# Going to make another cane



## daveinvegas (Nov 6, 2011)

The last cane I made had a teak shaft with a cherry handle. You can see it here: http://www.routerforums.com/woodturning-lathes/31562-drilling-holes.html#post256672

Sometime I make something just to make something so I'm going to make another cane. This one will have an oak shaft. I have left over pieces of cherry, teak and walnut that are large enough for a handle. Which wood do y'all think will look good with the oak?


----------



## denniswoody (Dec 11, 2011)

I vote for cherry and oak. I've used them together and they are a good match.


----------



## daveinvegas (Nov 6, 2011)

Well, I couldn't decide which wood to use for the handle, cherry, walnut, teak, or another piece of wood I can't ID, so I made a handle using all four.

So far, it's a work in progress.










I glued some small pieces of wood that were left over from another project.

I was going to use the cherry for the handle and oak for the shaft but I needed the cherry for something else.
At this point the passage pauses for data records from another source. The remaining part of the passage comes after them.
PR #1336, opened 2016-08-19
IBDesignable crash because of Animator

lunalugo25:
I create a subclass of LineChartView and this subclass is loaded in a IBDesignable UIView (CustomView), so when I add a UIView on a StoryBoard and subclass from my CustomView it crash because it's not capable to create '_displayLink'.

### DIFF
--- a/Charts/Classes/Animation/ChartAnimator.swift
+++ b/Charts/Classes/Animation/ChartAnimator.swift
@@ -195,7 +195,7 @@ public class ChartAnimator: NSObject
         
         if (_enabledX || _enabledY)
         {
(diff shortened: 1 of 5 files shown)


liuxuan30:
well, are you saying it's about swift 2.3 issue? I saw you want to merge into 2.3, but I'm not sure which part the issue resides on

danielgindi:
This PR does not really describe what the changes are, and it contains various commits - not by the author of the PR.
If you want to create a PR, please create one against the latest `master`, with clean and clear code...

danielgindi:
Oh I think I get it

lunalugo25:
Yes, danielgindib that was the issue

And I finally broke down and bought a spindle sander. Wow! I should have bought one years ago. It sure makes sanding those inside curves a lot easier.


----------



## daveinvegas (Nov 6, 2011)

This is what I used the cherry for:


----------



## Mike (Nov 22, 2004)

Neat display Dave.


----------



## daveinvegas (Nov 6, 2011)

Mike said:


> Neat display Dave.


Thanks. I've made 65 of these since October. 

I made em of oak, cherry, pine, teak and walnut.

That's where the small triangle pieces came from that I used for the cane handle.

It looks better now that I've rounded the edges but it still needs some more work.


----------



## daveinvegas (Nov 6, 2011)

I've only made two other canes before this one. The hardest part for me was turning down the shaft and the handle for the ferrule.

I _finally_ figured out a method to do that. Would you like to know what I came up with? You will probably laugh, but that's OK.

But first, how would you do it?



For the first cane handle I made, I did it almost entirely with a Dremel. Using a Dremel to round over the edges and turn it down for the ferrule is challenging.


----------